An aerial view of flooding in Khuzestan province, Iran, April 5, 2019. (Reuters)
An aerial view of flooding in Khuzestan province, Iran, April 5, 2019. (Reuters)

The floods in Iran, which have raged for more than 30 days, have imposed a stifling “siege” on Arab cities in the southwestern regions of the country, forcing some 500,000 people to leave their homes.

The floods, which have headed south, have left devastation in their wake in the Kurdistan, Kermanshah, Lorestan and Ilam provinces. Interior Ministry figures showed that 24 out of 31 provinces have been affected by the flooding.

“The recent floods are unprecedented... 25 provinces and more than 4,400 villages have been affected,” Interior Minister Abdolreza Rahmani Fazli was quoted as saying in parliament by state news agency IRNA on Sunday.

Fazli said the floods had caused around 350 trillion rials ($2.5 billion) worth of damage.

The European Commission said that 11 million Iranians have been affected and Iranian authorities revealed that 76 people were killed. State television said that the rainfall in the country was unprecedented in 300 years.

Political aspect
A week after the western provinces were struck by floods, President Hassan Rouhani headed to the Ahwaz area to inspect the damage. National Security chief Ali Shamkhani had previously warned that Ahwaz was vulnerable to a “humanitarian catastrophe”, speaking of challenges due to the flooding. The governor of Ahwaz, Gholamreza Shariati, denied these claims.

On Friday, head of the Khomeini Relief Foundation, Parviz Fattah, underscored the severity of the situation in the Arab regions, saying that “this could have been avoided and that the dams authority was mistaken in its estimates.”

Water management
Climate experts, meanwhile, dismissed the government’s assertion that the flooding has helped ease the effects of drought in Iran. They instead said that the flooding was a consequence of climate change, warning that more severe floods should be expected in the future. Meteorological Organization chief, Sahar Tajbakhsh, said that 60 to 65 percent Iranian territories were still suffering from drought. The government has ignored these claims, instead insisting that the drought was over.

Moreover, the floods and heavy rain have exposed the harm dam projects have had on the country’s rivers. The projects have also negatively affected the Hawizeh Marshes, which straddles the Iraq border.

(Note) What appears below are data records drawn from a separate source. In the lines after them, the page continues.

PR #7229, opened 2024-11-12
https://issues.redhat.com/browse/ACM-14396--editing

swopebe:


networking/submariner/subm_disconnected.adoc
```diff
@@ -6,11 +6,13 @@ Deploying Submariner on disconnected clusters can help with security concerns by
...
+After following the steps that are outlined in link:../../install/install_disconnected.adoc#install-on-disconnected-networks[Install in disconnected network environments], you must configure Submariner during the installation to support deployment on disconnected clusters. 
 
-. Mirror the images in the local registry. Make sure to mirror the `Submariner Operator bundle` image in the local registry before deploying Submariner on disconnected clusters.
+See the following procedure:
 
-. Choose the Submariner operator version that is compatible with {acm-short}. For instance, use `0.16.0` for {acm-short} version 2.9.
+. Mirror the images in the local registry. Make sure to mirror the `Submariner Operator bundle` image in the local registry before you deploy Submariner on disconnected clusters.
+
+. Choose the Submariner Operator version that is compatible with your {acm-short} version. For instance, use `0.16.0` for {acm-short} version 2.9.
```
swopebe, line 15: please review this addition.

syangsao: Looks good to me

networking/submariner/subm_disconnected.adoc
```diff
@@ -6,11 +6,13 @@ Deploying Submariner on disconnected clusters can help with security concerns by
 [#configuring-submariner-disconnected]
 == Configuring Submariner on disconnected clusters
 
-After following the steps outlined in link:../../install/install_disconnected.adoc#install-on-disconnected-networks[Install in disconnected network environments], you must configure Submariner during the installation to support deployment on disconnected clusters. See the following topics:
+After following the steps that are outlined in link:../../install/install_disconnected.adoc#install-on-disconnected-networks[Install in disconnected network environments], you must configure Submariner during the installation to support deployment on disconnected clusters.
```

The Ministries of Roads and Urban Development and Energy and the Iranian Revolutionary Guards Corps’ (IRGC) agricultural arm, the Khatam-al Anbiya Construction Headquarters, have all collaborated in setting up dam projects in Iran. Since 1979, ten major dams have been built on the Karun and Karkheh Rivers. Dozens of smaller ones have been constructed to divert river routes and control water levels.

Arab residents of the southwestern region have expressed concern over the authorities’ plans to set up two other dams that could divert waters from Ahwaz to central Iran.

Oil facilities
The flooding has exposed the Energy Ministry’s plan to divide the Hawizeh Marshes into several basins to drain the marshes on the Iranian side of the border as part of its efforts to develop the Azadegan oilfield. Activists have launched campaigns in Persian and Arabic against these ambitions. The IRGC and Energy Minister Bijan Namdar Zangeneh have denied the plans and sought to contain local anger.

Arab displacement
The floods have also heightened concerns over the forced displacement of Arabs in the Ahwaz region. In 2005, hundreds of thousands of Arabs marched in protest against then President Mohammad Khatami’s plans to displace them to other regions and encourage non-Arabs to take up residence in their place.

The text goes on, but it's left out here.